Of the Hsps investigated in these studies, we observed the greatest range of expressions within Hsp70. Hsp70 protects brain cells against ischemia and other stressors [71]. One mechanism of Hsp70 protection is due to its ability to prevent damaging pro-inflammatory responses [72]. This may be the same phenomenon occurring with respect to HeLa cells. It is speculated that Hsp70 is upregulated at the later time point in an attempt to increase the likelihood of cell survival (Figure 4E). Similar results were seen by two independent groups. First, Wang and colleagues illustrated that the stress of electric stimulation induced distinct Hsp70 responses at both the mRNA and protein levels [73]. Second, Bharati et al.’s data suggested that the biphasic expression pattern of Hsp70 could be useful for helping animals in heat stress-induced situations, as well as serving as a biomarker of chronic heat stress in Tharparkar cattle [74]. Hsp70 is the most sensitive and considered as an important regulator of thermal adaptation during thermal stress of livestock [75].

Hsp90 has been found to be released in EVs by cancer cells [76,77]. Hsp90 can promote tumor growth and metastasis in breast cancer, pancreatic cancer, leukemia, and ovarian cancer [45,78,79]. Hsp90 is composed of a number of proteins including cytoplasmic Hsp90α, an inducible type, and Hsp90β, a constitutively-expressed type, as well as mitochondrial TRAP1. Although their expression levels increase under stressful conditions and in cancer cells, Hsp90β is one of the most abundant proteins in unstressed cells. This may account for why there was no change in Hsp90β expressing EVs derived after EtOH stimulus. Future investigation of the impact of EtOH on EVs’ expression of pan-cancer biomarkers Hsp90α and small Hsps (Hsp 16.2, 20 22, 27, alpha crystalline, and alpha-B crystalline) may yield useful information [45].

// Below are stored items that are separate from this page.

PR #1837, opened 2022-12-01
[DUOS-2185][risk=no] Use custom Gson adapters

connorlbark:
### Partially Addresses

https://broadworkbench.atlassian.net/browse/DUOS-2185

This is only one component of 2185 - for the ticket, custom Gson adapters needed to be added. This PR just has the Gson adapters and updates the `Gson` object of all of the places (I believe) that broke due to the addition of the FileStorageObject. This needs to be merged first before the second half of the ticket can be merged.

----

- Verify all tests go green

### DIFF
--- a/src/main/java/org/broadinstitute/consent/http/models/DarCollection.java
+++ b/src/main/java/org/broadinstitute/consent/http/models/DarCollection.java
@@ -2,7 +2,9 @@ package org.broadinstitute.consent.http.models;
 
 import com.fasterxml.jackson.annotation.JsonProperty;
 import com.google.gson.Gson;
+import com.google.gson.GsonBuilder;
 import org.apache.commons.lang3.builder.EqualsBuilder;
+import org.broadinstitute.consent.http.util.gson.GsonUtil;
 
 import java.sql.Timestamp;
 import java.util.HashSet;
@@ -75,7 +77,7 @@ public class DarCollection {
   }
 
   public DarCollection deepCopy() {
-    Gson gson = new Gson();
+    Gson gson = GsonUtil.buildGson();
     String json = gson.toJson(this);
     return gson.fromJson(json, DarCollection.class);
   }
@@ -190,6 +192,6 @@ public class DarCollection {
 
   @Override
   public String toString() {
-    return new Gson().toJson(this);
+    return GsonUtil.buildGson().toJson(this);
   }
 }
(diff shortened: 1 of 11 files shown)


quazi-h (approved):
The logic in the new Gson adapters looks pretty straightforward and the tests look good to me.

I was attempting to test the endpoints where they were implemented but was getting errors that I wasn't passing in the correct parameters. I don't think that was due to your code though, I just must not be putting in the DAC attributes correctly. For a quick test for example I was trying to use the updateDac endpoint to just update the name/description of a dac and only provided those two params along with dacId but got the 400 response: DAC is required. I was observing the same against develop though, confirming this is not your changes - do you know what I might be doing wrong here?

quazi-h:
Hey Connor, @otchet-broad took a quick look at this and noticed that the updateDac functionality was working fine from the UI but when trying from swagger it also failed but that's because it's one of the affected endpoints listed under invalid - I think we are not passing the dac object when submitting through swagger but there's a ticket in the backlog to address this and the fact that it was working from the UI confirms your code is working great.

otchet-broad:
Nice work Connor!  I would recommend test coverage on the GsonUtil as well.  A couple of tests ought to do it (one for Instant, one for BlobId, one for something with both of those elements and one for something without those elements).

src/main/java/org/broadinstitute/consent/http/models/DarCollection.java
```diff
@@ -2,7 +2,9 @@
 
 import com.fasterxml.jackson.annotation.JsonProperty;
 import com.google.gson.Gson;
+import com.google.gson.GsonBuilder;
```
rushtong: unused

rushtong (commented):
This looks great, thank you Connor! Same feedback as Elliot noted for some test coverage of `GsonUtil`. Outside of that, 👍🏽

src/test/java/org/broadinstitute/consent/http/util/gson/GsonUtilTest.java
```diff
@@ -0,0 +1,83 @@
+package org.broadinstitute.consent.http.util.gson;
```
otchet-broad, line 1: Thanks for adding this coverage!  Nice work!

otchet-broad (approved):
Great work!

PR #1838, opened 2022-12-02
[DUOS-699][risk=no] Use Gson as Default Json Provider

connorlbark:
### Addresses

https://broadworkbench.atlassian.net/browse/DUOS-699

I don't think it's possible to remove Jackson entirely, in the sense that it is no longer a dependency. However, you can "mask over it" and make Jersey always use Gson instead, which I have done here. I have extensively checked the UI and was able to fix all of the issues I ran into; seems like the UI was robust enough to be able to handle the minor differences in how Gson and Jackson serialize.

----

- Verify all tests go green

### DIFF
--- a/src/main/java/org/broadinstitute/consent/http/service/MetricsService.java
+++ b/src/main/java/org/broadinstitute/consent/http/service/MetricsService.java
@@ -53,7 +53,7 @@ public class MetricsService {
   }
 
   public class DarMetricsSummary {
-    @JsonProperty final Timestamp updateDate;
+    final Timestamp updateDate;
     @JsonProperty final String projectTitle;
     @JsonProperty final String darCode;
     @JsonProperty final String nonTechRus;
--- a/src/test/java/org/broadinstitute/consent/http/util/gson/GsonUtilTest.java
+++ b/src/test/java/org/broadinstitute/consent/http/util/gson/GsonUtilTest.java
@@ -9,6 +9,8 @@ import org.junit.Test;
 import org.testcontainers.shaded.org.apache.commons.lang3.RandomStringUtils;
 
 import java.time.Instant;
+import java.time.temporal.ChronoUnit;
+import java.time.temporal.TemporalUnit;
 
 import static org.junit.Assert.assertEquals;
 
@@ -33,11 +35,11 @@ public class GsonUtilTest {
 
         String instantAsJsonString = gson.toJson(instant);
 
-        assertEquals("\"" + instant.toString() + "\"", instantAsJsonString);
+        assertEquals(Long.toString(instant.toEpochMilli()), instantAsJsonString);
 
         Instant parsed = gson.fromJson(instantAsJsonString, Instant.class);
 
-        assertEquals(instant, parsed);
+        assertEquals(instant.truncatedTo(ChronoUnit.MILLIS), parsed);
     }
 
     @Test
@@ -70,13 +72,13 @@ public class GsonUtilTest {
 
         JsonObject parsedJsonObj = gson.fromJson(fsoAsJsonString, JsonObject.class);
 
-        assertEquals(fso.getCreateDate().toString(), parsedJsonObj.get("createDate").getAsString());
+        assertEquals(fso.getCreateDate().toEpochMilli(), parsedJsonObj.get("createDate").getAsLong());
         assertEquals(fso.getBlobId().toGsUtilUri(), parsedJsonObj.get("blobId").getAsString());
         assertEquals(fso.getFileName(), parsedJsonObj.get("fileName").getAsString());
 
         FileStorageObject parsedFso = gson.fromJson(fsoAsJsonString, FileStorageObject.class);
 
-        assertEquals(fso.getCreateDate(), parsedFso.getCreateDate());
+        assertEquals(fso.getCreateDate().truncatedTo(ChronoUnit.MILLIS), parsedFso.getCreateDate());
         assertEquals(fso.getBlobId(), parsedFso.getBlobId());
         assertEquals(fso.getFileName(), parsedFso.getFileName());
     }
--- a/src/test/java/org/broadinstitute/consent/http/util/gson/GsonUtilTest.java
+++ b/src/test/java/org/broadinstitute/consent/http/util/gson/GsonUtilTest.java
@@ -10,8 +10,10 @@ import org.testcontainers.shaded.org.apache.commons.lang3.RandomStringUtils;
 
 import java.time.Instant;
 import java.time.temporal.ChronoUnit;
+import java.util.Date;
 
 import static org.junit.Assert.assertEquals;
+import static org.junit.Assert.assertFalse;
 import static org.junit.Assert.assertNull;
 import static org.junit.Assert.assertTrue;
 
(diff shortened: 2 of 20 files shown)


src/main/java/org/broadinstitute/consent/http/util/gson/InstantTypeAdapter.java
```diff
@@ -16,14 +16,14 @@
         implements JsonSerializer<Instant>, JsonDeserializer<Instant> {
     @Override
     public JsonElement serialize(Instant src, Type srcType, JsonSerializationContext context) {
-        return new JsonPrimitive(src.toString());
+        return new JsonPrimitive(src.toEpochMilli());
```
connorlbark, line 19: I changed this to make instants serialize dates as milliseconds, just like our current dates do. Is there any preference to using the more accurate ISO string format that the Instant's `toString()` has or the epoch milliseconds which mirrors our current implementation?

rushtong: I think this is the better choice right now. The complication would be in the UI if there are any calls that are expecting string values and I think we need to look at those instances individually and gauge the work required for updates.

src/main/java/org/broadinstitute/consent/http/service/MetricsService.java
```diff
@@ -53,7 +53,7 @@ public MetricsService(DacService dacService, DatasetDAO dataSetDAO, DataAccessRe
   }
 
   public class DarMetricsSummary {
-    @JsonProperty final Timestamp updateDate;
+    final Timestamp updateDate;
     @JsonProperty final String projectTitle;
```
rushtong, line 57: In a follow on story, we should see if we can completely rip out all `@JsonProperty` annotations. This is a jackson thing and if we aren't using it, we should be able to excise it from dependencies too.

rushtong (approved):
Nice work! 👍🏽

src/main/java/org/broadinstitute/consent/http/service/MetricsService.java
connorlbark: Agreed - I started to do that in this ticket, but then quickly realized it was probably out of the scope.

src/test/java/org/broadinstitute/consent/http/util/gson/GsonUtilTest.java
```diff
@@ -53,4 +57,31 @@ public void testBlobIdJson() {
...
+        JsonObject parsedJsonObj = gson.fromJson(fsoAsJsonString, JsonObject.class);
+
+        assertEquals(fso.getCreateDate().toEpochMilli(), parsedJsonObj.get("createDate").getAsLong());
+        assertNull(parsedJsonObj.get("blobId"));
+        assertEquals(fso.getFileName(), parsedJsonObj.get("fileName").getAsString());
+
+        FileStorageObject parsedFso = gson.fromJson(fsoAsJsonString, FileStorageObject.class);
+
+        assertEquals(fso.getCreateDate().truncatedTo(ChronoUnit.MILLIS), parsedFso.getCreateDate());
+        assertNull(parsedFso.getBlobId()); // should not be parsed, since transient
```
otchet-broad: You should add a test to confirm that deserializing a blobId from JSON blows up.  Why?
This could become an AppSec issue.  A value for blobId should **never** be deserialized from a user.  We can fetch it from our database all day long, because we generated it.

otchet-broad: The test as written relies on the output having not serialized the value.  What if one were present?  Would it be parsed?  Worse yet, could it be stored?

otchet-broad (changes requested):
Nice work!  Requesting a test and possibly one change related to BlobIds.  We should blow up  and not process requests that contain a BlobId - it's more than just asserting null.  We should **never** attempt to deserialize blobIds from the gson/json flow.  IMHO, these are bad requests and should throw an exception.

src/test/java/org/broadinstitute/consent/http/util/gson/GsonUtilTest.java
connorlbark: It would not be parsed; however, I see what you're saying. It has the desired behavior, I'll just add a test to ensure no regressions.

connorlbark: I added an extra test to `models/FileStorageObjectTest` to address this.

connorlbark:
> Nice work! Requesting a test and possibly one change related to BlobIds. We should blow up and not process requests that contain a BlobId - it's more than just asserting null. We should **never** attempt to deserialize blobIds from the gson/json flow. IMHO, these are bad requests and should throw an exception.

I see what you're saying about blowing up if a blobid is received. But imo that's up to the resource and service classes to do, not to Gson. I believe that Gson should ensure it isn't deserialized, then the resource/service functions should do the error handling.

otchet-broad:
> > Nice work! Requesting a test and possibly one change related to BlobIds. We should blow up and not process requests that contain a BlobId - it's more than just asserting null. We should **never** attempt to deserialize blobIds from the gson/json flow. IMHO, these are bad requests and should throw an exception.
> 
> I see what you're saying about blowing up if a blobid is received. But imo that's up to the resource and service classes to do, not to Gson. I believe that Gson should ensure it isn't deserialized, then the resource/service functions should do the error handling.

I think we're saying something very similar to each other.  I'm suggesting that we should ensure that GSON won't deserialize it.  ever.  And that attempts to provide values in this field raise exceptions during deserialization so that our service layers can act appropriately.   If exceptions aren't raised we run the risk of controllers/services acting on these requests, when they shouldn't.  The AppSec risk on this should be updated.  I would suggest moderate because of the damage that could occur if a blobId to a bad document or a document this user wasn't intentionally authorized to use were processed.

connorlbark:
> > > Nice work! Requesting a test and possibly one change related to BlobIds. We should blow up and not process requests that contain a BlobId - it's more than just asserting null. We should **never** attempt to deserialize blobIds from the gson/json flow. IMHO, these are bad requests and should throw an exception.
> > 
> > 
> > I see what you're saying about blowing up if a blobid is received. But imo that's up to the resource and service classes to do, not to Gson. I believe that Gson should ensure it isn't deserialized, then the resource/service functions should do the error handling.
> 
> I think we're saying something very similar to each other. I'm suggesting that we should ensure that GSON won't deserialize it. ever. And that attempts to provide values in this field raise exceptions during deserialization so that our service layers can act appropriately. If exceptions aren't raised we run the risk of controllers/services acting on these requests, when they shouldn't. The AppSec risk on this should be updated. I would suggest moderate because of the damage that could occur if a blobId to a bad document or a document this user wasn't intentionally authorized to use were processed.

I can just remove the blob id handler and Gson will throw an exception since it doesn't recognize the object. I don't necessarily agree on increasing the risk here, because there are no endpoints which take an FSO as input. So this is all theoretical.

otchet-broad:
@connorlbark Thanks again for humoring me with pairing.  I think we landed in a great spot together!

otchet-broad (approved):

rushtong:
We have a form linked from the jira board to find out what the app sec risk level is. In general, file uploads are a concern for them and xml processing in particular.

quazi-h (approved):
Looks good to me, changes to use gson as the default provider looks good, and I think the excceptions thrown in BlobIdTypeAapter are a good safety. Tests look good too and all are passing when running locally.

Both FAS and cleaved caspase 9 (Figure 5) are altered in EVs derived after EtOH treatment. Caspases have been shown to be important in EV-mediated cell-to-cell communication. Our results illustrate a strong biphasic expression of caspase 9 in EVs after EtOH exposure to HeLa cells. Along these same lines, Carboni et al. showed that the stress of ischemia induced biphasic caspase-9 activation in the hippocampus of Mongolian gerbils [80]. Studies by Vardaki et.al, demonstrate that cleavage of caspase 3, causes uptake of recipient cells [63]. Data presented by several studies and our group indicate that EtOH-mediated EVs responses are cell-type specific.

5. Conclusions

Our data illustrate that EtOH modulates cellular biogenesis of HeLa cells. Specifically, EtOH modulates EV biogenesis and the cargo of HeLa derived-EV. Although HeLa cells used the primary model in this study, the research findings may have substantial implications on diagnostics and therapy for a variety of cell types and organ systems. Further investigation is needed to elucidate the mechanism(s) involved in these processes.